Loners-individuals out of sync with a coordinated majority-occur frequently in nature. Are loners incidental byproducts of large-scale coordination attempts, or are they part of a mosaic of life-history strategies? Here, we provide empirical evidence of naturally occurring heritable variation in loner behavior in the model social amoeba Dictyostelium discoideum. We propose that Dictyostelium loners-cells that do not join the multicellular life stage-arise from a dynamic population-partitioning process, the result of each cell making a stochastic, signal-based decision. We find evidence that this imperfectly synchronized multicellular development is affected by both abiotic (environmental porosity) and biotic (signaling) factors.
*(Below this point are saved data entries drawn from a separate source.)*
PR #855, opened 2023-04-12
Update deps

prescod:
Update dependencies and remove TypeGuard.

We can use Pyright now as a simpler alternative to TypeGuard, and TypeGuard was causing really weird problems.


jkasturi-sf (approved):
Looks good

PR #881, opened 2023-05-04
SQLAlchemy 2 compatible code

prescod:
In SQL Alchemy 2, 

 1. Metadata objects are not bound to engines. You don't bind until you create tables or reflect schema back into the Metadata object.
 2. One must make transactions more explicitly to ensure that records are saved
 3.  Rows cannot as easily be converted to dicts. You must use the ._mapping property rist
 4. You cannot execute raw strings: you must wrap them in text() objects.
 5. select statements do not take lists of tables. They take a single table or other similar object.


jkasturi-sf (approved):
Looks good

PR #883, opened 2023-05-07
Make macro-nested fields available to the top level

prescod:
Fix issue from #205.

Fields in a macro in a macro are not available to the formulas of the top-level.


jkasturi-sf (approved):
Looks good

PR #886, opened 2023-05-08
Add Snowfakery 3 header to all examples

prescod:
We want people to start making snowfakery_version: 3 recipes
so we can get rid of snowfakery_version: 2. Having examples
and documents in that format is one step towards that.


jkasturi-sf (approved):
Looks good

Finally, we predict theoretically that when a pair of strains differing in their partitioning behavior coaggregate, cross-signaling impacts slime-mold diversity across spatiotemporal scales. Our findings suggest that loners could be critical to understanding collective and social behaviors, multicellular development, and ecological dynamics in D. discoideum. More broadly, across taxa, imperfect coordination of collective behaviors might be adaptive by enabling diversification of life-history strategies.